And the deer live safe in the breezy brake,

And timid, funny, pert little bunny

Winks his nose, and sits all sunny.

Christina Rossetti.

Now, in comparing this poem with some of the doggerel verse offered to small children, one is struck with the literary superiority in the choice of words. Here, in spite of the simplicity of the poem, there is not the ordinary limited vocabulary, nor the forced rhyme, nor the application of a moral, by which the artist falls from grace.

Again, in Eugene Field's “Hushaby Lady,” the language of which is most simple, the child is carried away by the beauty of the sound.
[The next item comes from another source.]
PR #1034, opened 2024-03-06
Link mod pages

### LINKED ISSUE #1028: Add mod link to missing dependency diagnostic for SMAPI mods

I remember hearing some poetry repeated by the children in one of the elementary schools in Sheffield which made me feel that they had realised romantic possibilities which would prevent their lives from ever becoming quite prosaic again, and I wish that this practice were more usual. There is little difficulty with the children. I can remember, in my own experience as a teacher in London, making the experiment of reading or repeating passages from Milton and Shakespeare to children from nine to eleven years of age, and the enthusiastic way they responded by learning those passages by heart. I have taken, with several sets of children, such passages from Milton as “Echo Song,” “Sabrina,” “By the rushy fringed Bank,” “Back, shepherds, back,” from Comus, “May Morning,” “Ode to Shakespeare,” “Samson on his blindness,” etc. I even ventured on several passages from Paradise Lost, and found “Now came still evening on” a particular favourite with the children.

It seemed even easier to interest them in Shakespeare, and they learned quite readily and easily many passages from “As You Like It,” “Merchant of Venice,” “Julius Cæsar”; from “Richard II,” “Henry IV,” and “Henry V.”

The method I should recommend in the introduction of both poets occasionally into the Story-hour would be threefold.

First, to choose passages which appeal for beauty of sound or beauty of mental vision called up by those sounds: such as, “Tell me where is Fancy bred,” Titania's Lullaby, “How sweet the moonlight sleeps upon this bank.”